EXERCISE: Exactly the lines from the opening of the data through the line containing "PR #5514, opened 2026-01-23" should be reproduced, please, with nothing added.

RECORDS TO USE:
PR #5513, opened 2026-01-22
Fix link for compressed payloads section in the Relay Subscriptions guide

duffuniverse:
### Detail

Fix link for compressed payloads section in the Relay Subscriptions guide


rmosolgo:
Thanks again!

PR #5514, opened 2026-01-23
Fix docs link in the Object Cache's Runtime Considerations guide

duffuniverse:
### Detail

Add missing double quote to the link address.

The link is currently incorrect. See below:

Screenshot from 2026-01-23 13-40-56


rmosolgo:
Thank you!

PR #643, opened 2023-06-13
More qol assembler + extruder recipes + fix assembling line eu cost

TheEpicGamer274:
More QOL assembler recipes to further reduce molecular assembler requirements in crafting.


chochem (approved):
looks good, thanks a lot!

PR #645, opened 2023-06-14
new hempcrete recipes

chochem:
Adds new recipes for hempcrete. goes together with https://github.com/GTNewHorizons/Chisel/pull/30

image
image

closes https://github.com/GTNewHorizons/GT-New-Horizons-Modpack/issues/13702

### DIFF
--- a/src/main/java/com/dreammaster/gthandler/GT_CraftingRecipeLoader.java
+++ b/src/main/java/com/dreammaster/gthandler/GT_CraftingRecipeLoader.java
@@ -12,7 +12,15 @@ import com.dreammaster.main.NHItems;
 import com.github.bartimaeusnek.bartworks.common.loaders.ItemRegistry;
 import com.github.bartimaeusnek.bartworks.system.material.WerkstoffLoader;
 
-import gregtech.api.enums.*;
+import gregtech.api.enums.Dyes;
+import gregtech.api.enums.GT_Values;
+import gregtech.api.enums.ItemList;
+import gregtech.api.enums.Materials;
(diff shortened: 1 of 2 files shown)


Dream-Master:
why not give a discount on assembler recipes ?

chochem:
can do yea. just higher output?

Dream-Master (approved):

Darkmaxsas:
@chochem is there a reason it now requires 1 Raw Bio Fibre per 12 Blocks Hempcrete?
Seems kinda expensive (thats like 2 stacks saplings/other plant materials for 12 Hempcrete powder)
or is the recipe for raw bio fibre changed as well?

boubou19:
it's likely to change again, to plant balls

chochem:
@Darkmaxsas The main critique points with the old recipe were the weird duo of 1) its very simplistic 2) its terrible to automate (you need botania).

this now is the opposite, its not simplistic but fully automatable with lv machines.

That makes it now an interesting goal to go for if you want to automate/massproduce it in LV. And then it becomes rather easy in MV and of course is trivial for anyone in higher tiers.

Darkmaxsas:
yeah i see your point the original recipe isn't good either. But i think the cost now is a tad too high for the Block to be usable at large scales compared to other chisel/zTones blocks. Maybe change the raw bio fibre to plantballs like boubou mentioned.

And move the recipe for the final block from just "smelting" the powder to running the powder through an autoclave with water/distilled water.

That way you keep the goal of automating it and not dropping the complexity.

PR #646, opened 2023-06-15
coremod bending recipe cleanup

chochem:
- moves all the bending recipes from scripts to the bending file
- remove duplicate recipes that never were in the game as they were replaced by the automatically generated one
- readded important circuits to recipes that got lost when script files were moved to code
- replaced ids with oredictunificator
- **added one new recipe**: 9 obsidian ingot -> 1 dense plate (it was always the only material that didnt have this)
- use tiereu and seconds/minutes

fixes https://github.com/GTNewHorizons/GT-New-Horizons-Modpack/issues/13693


TheEpicGamer274 (approved):
Looks good.

PR #650, opened 2023-06-19
Fix oredict problems in LP recipes

wlhlm:
Fixes the following:

LP recipe bug

Also refactors the LP recipes to use constants for power usage and duration.


wlhlm:
> I dont know if you want to get into that, but ideally getmoditem should not be used for GT and coremod items.

I'm not really interested at this time. I'm not too familiar with all the recipe handling, just wanted to fix a small thing I've hit in my play hrough.

PR #653, opened 2023-06-22
ChemBath RA2 + cleanup

chochem:
Converted the Chemical Bath recipes to RA2, collected all the chem bath recipes from the script files, and cleaned up (use SECONDS and TierEU.RECIPE, get GT items and fluids directly instead of from registry, fix some modloaded checks, etc.).

I checked a few selected recipes in-game to make sure I didnt break things, but not every one of them.


Steelux8 (approved):
I'll trust the testing, thank you for the RA2 switch and organization.

PR #654, opened 2023-06-28
Assembling Machine recipes for Lootbag upgrading and downgrading

Cleptomania:
This adds recipes as discussed in https://github.com/GTNewHorizons/GT-New-Horizons-Modpack/issues/11861

In general, these are gated by the same tier of assembler that the questbook would gate them by. For example, you need an MV assembler to turn LV lootbags into MV, and an EV to turn HV in to EV.

This is also loosely followed for the other various types of lootbags. For example, the first tier of forestry upgrades in the quest book can be accessed during LV, however you need at least MV tier power/components to get to the next tier of forestry lootbag upgrades based on the quests required, so you need an MV assembler to do that upgrade.

All of these recipes currently use a full amp of power for their respective tier, and take 30 seconds to complete. This of course can be adjusted if it should be different, I just kind of threw these numbers in there.

This also allows downgrading into the previous tier of lootbags via the assembler. Upgrading/downgrading is controlled via circuit configuration.


Dream-Master (dismissed):
I am against it. You need no additional item or a enchanted book.

Dream-Master:
@Cleptomania ok if you choose only not enchanted lootbags this is ok. But please change the recipe adder to version 2

Steelux8 (changes requested):
The ability to downgrade lootbags needs some balance-related discussion, regardless of how it's done. Even with just GT tier lootbags, there's already a problem where tiers above LuV would end up rewarding dozens of IV lootbags, and a huge supply of free ender chests, tanks and other stuff. The impact of IV lootbags is already significant enough as it is, and I think we need to talk about whether or not we want to give even more of that free stuff by allowing lootbag downgrades.

Cleptomania:
Perhaps downgrading can be done at a 1-1 ratio instead of giving back the original 3, such that you can get a lower tier loot bag if you need but you can’t turn higher tier rewards into more loot bags than you originally got.

Cleptomania:
I've switched the recipes to use the new builder, as well as went ahead and removed the downgrade recipes, at least until those can be discussed further, so for now it only allows upgrades exactly as the questbook currently does.

@Dream-Master I didn't realize when I made this that the old `addAssemblerRecipe` and other similar functions were deprecated. Is there are a desire to remove all usage of those from this? Would you want a PR for updating all of the recipes still using that API?

chochem:
yea, we arein the process of transforming all those to the new RA2. GT is done. coremode like half-way maybe.

chochem (changes requested):
just some more technical points:
- why is this placed in a completely unrelated script file? this should be in the assembler recipe file and with a ismodloaded condition for EnhancedLootbags around it.
- dont use fullamps, people have loss. use TierEU.RECIPE_MV and similar (that is easy to read and cuts off 1/16th)
- use 30*SECONDS instead 600 (our devs dont like unclear magic numbers as you can tell)

Cleptomania:
I added new changes with the feedback from @chochem

I agree that the AssemblerRecipes is the most sensible place for it, the organization of stuff just wasn't initially clear to me.

I can follow up this PR with a full cleanup of Assembler recipes with the more up to date APIs and conventions(thanks Chochem your previous PR for the chembath stuff is a good frame of reference for that) if no one else is already working on that, but this PR should probably stay separate since it's actually adding new recipes I'd imagine.

Dream-Master:
@Steelux8

chochem (approved):

Dream-Master (approved):

Cleptomania:
I saw you pulled in my `assembler-cleanup` cleanup branch for RA2 conversion into the `dev` branch. Assuming that’s going to master at some point you could close this PR as that already had these changes applied to it.

wlhlm:
The dev branch is for making -pre releases for testing changes in nightlies. Accepted changes land on master/main.

chochem:
you will need to make a PR for that. and apparently it has some issues and needs some splitting to work.

PR #659, opened 2023-07-03
Initial Method Breakout/Organization for AssemblerRecipes

Cleptomania:
This is a preliminary PR to a bunch of the RA2 work that needs to be done on AssemblerRecipes.

In testing RA2 conversions, it was found that the `run()` method had become too large and needed trimmed apart into more functions. In addition to needing done, doing this work first will make it easier to submit smaller, more isolated and easier to review PRs for the upcoming RA2 conversions.

This PR does not modify any recipes, and should not change any behavior. The only thing done in this PR is organizing many of recipes into their own functions grouped either by the mod they are for, or their purpose as best can be defined. There are still a good amount of recipes in the primary `run()` method, however they are ones that don't have many of them to group into a function, so these can probably be tackled later.

Once this is merged, it will open the door to doing RA2 conversions on the existing methods one at a time in a much easier way for maintainers to deal with hopefully.


chochem (approved):
looks fine from what I can tell.

Dream-Master:
Recipes shown ingame. i tested a few look good

PR #660, opened 2023-07-04
Fix furnace smelting recipes from script conversion

kuba6000:
Correctly mimic what MineTweaker was doing
https://github.com/GTNewHorizons/CraftTweaker/blob/03ca9b2055215ebce96ab0ccc4d67c2b48b2091c/src/main/java/minetweaker/mc1710/furnace/MCFurnaceManager.java#L163
Fixes https://github.com/GTNewHorizons/GT-New-Horizons-Modpack/issues/13826


Dream-Master (approved):

Dream-Master:
works
image

chochem:
hmm. basically gtmodhandler does the exact same thing. the only difference is that it checks for the input having a containeritem first and does not add a recipe then. Which is indeed the case for the genesample (the container being the blank gene sample). All other recipes were already working.

Is there any good reason for gtmodhandler doing that check? if not then maybe it would be cleaner to just remove that instead of calling these unnamed MC functions directly each time.

context is here: https://github.com/GTNewHorizons/GT5-Unofficial/blob/8115282baedea5d663ef2a8fb40091804de32e86/src/main/java/gregtech/api/util/GT_ModHandler.java#L529C17-L529C17

in particular the `GT_Utility.getContainerItem(aInput, false) != null` ->return false

chochem:
so am I wrong or just being ignored?

fluffle:
The research I dropped in the linked issue shows that the container check is stopping about a half dozen "cook a cell of molten metal into its ingot" recipes from being added. So it is doing *something*, albeit not all that much. Arguably not trying to create those recipes in the first place would be better but it's probably worth having a check.

It is also evident that of all the recipes @kuba6000 changed, only the GeneSample one *needed* to be changed. The others could safely have been left as-is. But I suspect what he did was change his "generate Java to match ZenScript" code such that it just output the direct furnace recipe addition and re-run it, rather than manually edit all of these files...

chochem:
ah yea that lines up with what I said, thanks for testing out what is affected (any of those would be fine either way I would say).

I would say we rather undo this and change the method. cant expect people to remember func_151394_a just because they want a stupid furnace recipe. func_151394_a also doesnt exactly make these recipes clear or easy to read. But I dont know, seems dream disagrees or something.

Dream-Master:
Kuba make a new pr dont worry

PR #662, opened 2023-07-05
Time <-> Space conversion recipes

GDCloudstrike:
Adds conversion recipe for time to space and vice versa.

Molten space and molten time are sourced from the same recipe which yields both, and a lot of times one ends up with too much of either one. Plus the eternity qft recipe yields excess molten time which just sits there because you also get it when crafting molten space. This is especially noticeable very late into the game when primordial matter becomes a relevant crafting ingredient and molten space usage becomes higher than molten time usage.

These recipes aim to address these issues by adding a way to convert the two fluids into one another.

Time to Space:
image

Space to Time:
image


Connor-Colenso (approved):

Dream-Master:
@GDCloudstrike feel free to merge.

PR #664, opened 2023-07-05
Add compressor recipe for nether star block from dust

greesyB:
Gives nether star dust a use and alleviates some of the extreme endgame need for nether stars/plates

image

### DIFF
--- a/src/main/java/com/dreammaster/gthandler/recipes/CompressorRecipes.java
+++ b/src/main/java/com/dreammaster/gthandler/recipes/CompressorRecipes.java
@@ -9,6 +9,8 @@ import static gregtech.api.enums.Mods.OpenComputers;
 import static gregtech.api.enums.Mods.StevesCarts2;
 import static gregtech.api.enums.Mods.Thaumcraft;
 import static gregtech.api.enums.Mods.TinkerConstruct;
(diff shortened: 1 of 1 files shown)


Dream-Master:
@greesyB isnt it better make a implosion compressor recipe make stars from dust and make a block from them?
Sure its a UV recipe but if you add it we need to add some for other stuff as well.

greesyB:
I don't think this recipe should be available too early, so if it is an implosion compressor recipe it should probably be limited to electric implosion only. Is that preferred?

Dream-Master:
i guess when you can make a electric implosion compressor its not needed anymore. Is there an recipe in the autoclave or such other ways make powder to a star/block before uv ?

Dream-Master:
nevermind there are at HV

Dream-Master (approved):

greesyB:
I added this recipe due to how many nether stars a stargate needs as the autoclave recipe is not viable to get 300+ million stars even with UMV processing arrays. I made it UV so it could have some use a little earlier, but I don't have a problem with making it an electric implosion recipe instead or even a normal implosion recipe if it is wanted for early game.

GDCloudstrike (approved):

TASK ANSWER:
PR #5513, opened 2026-01-22
Fix link for compressed payloads section in the Relay Subscriptions guide

duffuniverse:
### Detail

Fix link for compressed payloads section in the Relay Subscriptions guide


rmosolgo:
Thanks again!

PR #5514, opened 2026-01-23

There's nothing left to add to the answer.